A word-for-word copy of the entries is the only acceptable reply.

Data for analysis:
__________
PR #1085, opened 2025-11-14
getAllMetadata: Depend only on Metadata, not on Content

nmeum:
This refines the dependency tracking of the `getAllMetadata` function using e4b2dfd7d7fe8a6be163638efc8f7f0c9558afbb to only depend on the metadata of matched Items.

For this purpose, it overwrites the default implementation of the `getAllMetadata` function of the `MonadMetadata` type class in the `Compiler` Monad instance.

### DIFF
--- a/lib/Hakyll/Core/Compiler/Internal.hs
+++ b/lib/Hakyll/Core/Compiler/Internal.hs
@@ -39,7 +39,7 @@ module Hakyll.Core.Compiler.Internal
 --------------------------------------------------------------------------------
 import           Control.Applicative            (Alternative (..))
 import           Control.Exception              (SomeException, handle)
-import           Control.Monad                  (forM_)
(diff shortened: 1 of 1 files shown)


lib/Hakyll/Core/Compiler/Internal.hs
```diff
@@ -196,7 +196,12 @@ instance Applicative Compiler where
 -- | Access provided metadata from anywhere
 instance MonadMetadata Compiler where
     getMetadata = compilerGetMetadata
-    getMatches  = compilerGetMatches
+    getMatches  = compilerGetMatches KindContent
+    getAllMetadata pattern = do
```
jaspervdj: ~Name suggestion: `getMatchingMetadata`?~ I thought this PR introduced this function but that's not the case., apologies

LaurentRDC:
Thanks!

PR #1086, opened 2025-11-26
web: add my website as an additional example

nmeum:
I think this might be interesting for others as it is not a blog but rather a personal wiki / public notebook / digital garden and hence requires a somewhat uncommon Hakyll setup.

See: https://notes.8pit.net


LaurentRDC:
Thanks!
__________
Reply to the exercise:
PR #1085, opened 2025-11-14
getAllMetadata: Depend only on Metadata, not on Content

nmeum:
This refines the dependency tracking of the `getAllMetadata` function using e4b2dfd7d7fe8a6be163638efc8f7f0c9558afbb to only depend on the metadata of matched Items.

For this purpose, it overwrites the default implementation of the `getAllMetadata` function of the `MonadMetadata` type class in the `Compiler` Monad instance.

### DIFF
--- a/lib/Hakyll/Core/Compiler/Internal.hs
+++ b/lib/Hakyll/Core/Compiler/Internal.hs
@@ -39,7 +39,7 @@ module Hakyll.Core.Compiler.Internal
 --------------------------------------------------------------------------------
 import           Control.Applicative            (Alternative (..))
 import           Control.Exception              (SomeException, handle)
-import           Control.Monad                  (forM_)
(diff shortened: 1 of 1 files shown)


lib/Hakyll/Core/Compiler/Internal.hs
```diff
@@ -196,7 +196,12 @@ instance Applicative Compiler where
 -- | Access provided metadata from anywhere
 instance MonadMetadata Compiler where
     getMetadata = compilerGetMetadata
-    getMatches  = compilerGetMatches
+    getMatches  = compilerGetMatches KindContent
+    getAllMetadata pattern = do
```
jaspervdj: ~Name suggestion: `getMatchingMetadata`?~ I thought this PR introduced this function but that's not the case., apologies

LaurentRDC:
Thanks!

PR #1086, opened 2025-11-26
web: add my website as an additional example

nmeum:
I think this might be interesting for others as it is not a blog but rather a personal wiki / public notebook / digital garden and hence requires a somewhat uncommon Hakyll setup.

See: https://notes.8pit.net


LaurentRDC:
Thanks!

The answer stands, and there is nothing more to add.